Multi-task Learning: Leveraging useful knowledge from related tasks to improve overall performance of all involved tasks
Auxiliary Learning: When multiple tasks have different importance levels, tasks are divided into primary and auxiliary tasks

This paper frames task-driven medical image quality enhancement as an auxiliary learning paradigm, where image processing is the primary task and image recognition is the auxiliary task.

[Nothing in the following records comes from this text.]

PR #1568, opened 2026-02-08
[Platform] Make JSON schema generation extensible

### LINKED ISSUE #1534: [Platform] Make json schema generation extendable
### Feature request

It'd be nice to have an optional `symfony/validator` integration that would transform Symfony validation constraints to JSON schema (for tool calls / structured output) + it would also check those with validator before invoking the tool. To make all this possible I think the json schema generation needs to be decoupled from `With` attribute and do something similar to https://github.com/nelmio/NelmioApiDocBundle/tree/5.x/src/ModelDescriber/Annotations.

In addition to using validation constraints, it'd still be possible to use `#[With]`, the same way as you can use `#[OA\Property]` with nelmio api doc bundle in case it's not possible to infer the whole schema from validation constraints alone.

valtzu:
| Q             | A
| ------------- | ---
| Bug fix?      | no
| New feature?  | yes
| Docs?         | no
| Issues        | Fix #1534
| License       | MIT

Rearrange schema generation logic to allow extending it.

After this it will be possible to add optional `ValidatorConstraintDescriber` that amends the schema based on Symfony Validator metadata.


chr-hertel:
> I would really like if "normal" Serializer behavior worked here, e.g. getters and setters. If this support is planned, the proposed interface here would not work.

like sitting on to of the metadata collected by serializer? not sure how that would work :thinking:

valtzu:
Thanks for taking a look, but tbh I'm not sure if we should merge this 😄

It is clear what I want to achieve, but how-to part not so clear

If we marked the interface as internal, then maybe more mergeable as its less set-in-stone

chr-hertel:
well, i'm not sure about some things about it as well, but i think it's not a step in the wrong direction.

i wonder about
* can we have some kind of data model instead of `&array`
* is reflector maybe to concrete already?

but still, i feel like it's better than before - are you worried about BC promise here? then `@internal` could help, yes

OskarStark:
If it can ease things, let's make it internal

valtzu:
Ok, after some thought marking it as `@internal` would mean the PR title would not hold. If you think the changes here are fine, let's merge as-is and improve later if needed?

One caveat with the current solution is that it's not possible to alter the "outer" schema from a `DescriberInterface` implementation: this means that e.g. with `Assert\NotNull` constraint it won't be possible to add the property to `required`. Though currently all properties are marked as required so in that sense it's a non-issue.

---

> can we have some kind of data model instead of &array

I do agree a proper `JsonSchema` DTO instead of just phpstan type could be nice. This class could possibly be the same as the attribute (currently named `#[With]`). Or maybe we could just use an already tested package like https://github.com/zircote/swagger-php though I do undestand json schema & openapi are not the same thing (but close).

> is reflector maybe to concrete already?

Maybe, and interface with union type is not the cleanest.

chr-hertel:
so we'd have two approaches here:
1. use case driven, bottom up, from what we want to do
  => if this PR solves a problem for what you are facing right now, let's do it
2. zoom out to abstraction more and tackle the theory basically
  => not on my priority list, but happy to contribute ideas & direction

for 2, i would think we'd need to go into this
image

what could be an evolution of this, with the question if we have to do it ourselves or if we could sit on top of something doing the work - ofc with schema inference that's already the feature, pulling information in that are defined with Symfony Validator constraints already as example. should always be possible to do it standalone tho - we wouldn't want people to install Symfony Validator to describer their tools or response format - so there needs to be that agnostic layer inbetween - and if it's only json schema data model, i think we're fine maintaining that - at least i feel like that kind of code is rather cheap to maintain.

in the end it's a matter of priority tho - i don't have the pain or use-case right now - the only thing I might tackle atm is to extend enums for coming from a dynamic data source, e.g. DB

valtzu:
> if this PR solves a problem for what you are facing right now, let's do it

To evaluate this, I created a follow-up PR for that Validator stuff: https://github.com/symfony/ai/pull/1606

While I'm not super happy with the Describer abstraction it does seem to do the job.

src/platform/CHANGELOG.md
```diff
@@ -1,6 +1,11 @@
 CHANGELOG
 =========
 
+0.4
```
chr-hertel, line 9: needs a bump now:

```suggestion
0.6
```

src/platform/src/Contract/JsonSchema/Describer/TypeInfoDescriber.php
```diff
@@ -0,0 +1,190 @@
...
+                        'anyOf' => $discriminators,
+                    ];
+                }
+
+                if (\in_array($className, ['DateTime', 'DateTimeImmutable', 'DateTimeInterface'], true)) {
+                    return ['type' => 'string', 'format' => 'date-time'];
+                }
+
+                // Recursively build the schema for an object type
+                return $this->factory->buildProperties($className) ?? ['type' => 'object'];
```
chr-hertel, line 131: Any blockers for moving this into a `SerializerMetadataDescriber`?

src/platform/src/Contract/JsonSchema/Describer/TypeInfoDescriber.php
```diff
@@ -0,0 +1,173 @@
...
+
+            case $type->isIdentifiedBy(TypeIdentifier::NULL):
+                return ['type' => 'null'];
+            case $type->isIdentifiedBy(TypeIdentifier::STRING):
+            default:
+                // Fallback to string for any unhandled types
```
valtzu, line 137: For me fallback to string does not make any sense – if no type available, then schema should not limit the type at all (i.e. no schema / empty schema). But I did not want to change the existing logic regarding this.

src/platform/src/Contract/JsonSchema/Describer/TypeInfoDescriber.php
valtzu: Assuming you meant the discriminator part, no blockers, done.

valtzu:
> 2. zoom out to abstraction more and tackle the theory basically
>    => not on my priority list, but happy to contribute ideas & direction
> 
> for 2, i would think we'd need to go into this image


Something like this is now implemented in https://github.com/symfony/ai/pull/1683 (replacing this)

chr-hertel:
Closed in favor of #1683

Conclusions and Discussion

Main Conclusions

GradProm effectively resolves the feature requirement conflicts between different models in task-driven IQE
Through dynamic gradient selection mechanisms, it ensures that the primary image enhancement model is not biased by the auxiliary model
Achieves state-of-the-art performance on multiple medical image datasets
The method demonstrates good generalization, applicable to different medical imaging modalities

Limitations

Computational Overhead: While inference has no additional overhead, training requires computing gradient similarity
Applicable Scope: Primarily targets the medical imaging domain; effectiveness in other domains requires further verification
Extreme Scenarios: Performance improvements are limited when image quality is severely degraded

Future Directions

Extended Applications: Extend GradProm to other task-driven training processes, such as multi-objective learning and task-driven data augmentation
Medical Applications: Explore applications in other medical image analysis tasks such as registration and reconstruction
Technical Integration: Investigate combinations of GradProm with transfer learning, domain adaptation, and other techniques

In-Depth Evaluation

Strengths

Deep Problem Insight: Accurately identifies the core problem of existing task-driven methods—conflicts in feature requirements across different tasks
Clever Method Design: Effectively resolves gradient conflicts through simple yet effective gradient cosine similarity
Solid Theoretical Foundation: Provides rigorous mathematical proofs ensuring theoretical correctness
Comprehensive Experiments: Conducts thorough validation across multiple datasets, tasks, and settings
High Practical Value: Requires no network architecture modifications or inference overhead, facilitating practical application

Weaknesses

Gradient Computation Overhead: Requires additional gradient similarity computation, increasing training time
Simplistic Threshold Setting: Using only 0 as the threshold may be too coarse; finer-grained strategies could yield better results
Limited Cross-Domain Validation: While generalization across different medical imaging modalities is validated, cross-domain validation is insufficient
Limited Baseline Selection: Some comparison methods may not be the most recent SOTA approaches

Impact

Academic Value: Provides new insights and methods for the task-driven learning field
Practical Value: Holds important application value for medical image processing
Reproducibility: Clear method description and relatively simple implementation ensure good reproducibility
Inspirational Significance: The gradient conflict resolution approach may inspire research on other multi-task learning problems

Applicable Scenarios

Medical Image Processing: Quality enhancement tasks across various medical imaging modalities
Multi-task Learning: Scenarios with primary-auxiliary task relationships where task conflicts may exist
Image Enhancement: Applications requiring image quality improvement combined with downstream tasks
Auxiliary Learning: Scenarios requiring auxiliary task utilization to enhance primary task performance

References

The paper cites abundant related work, primarily including:

ESTR 1 - Representative work in task-driven image quality enhancement
ResNet 6 - Classical deep learning architecture
UNet 39 - Classical method for medical image segmentation
Multiple papers on medical image datasets 40-43

Overall Assessment: This is a high-quality computer vision paper that proposes an innovative solution to a key problem in task-driven medical image quality enhancement. The method is simple and effective, with solid theoretical foundations and comprehensive experimental validation, demonstrating significant academic and practical value.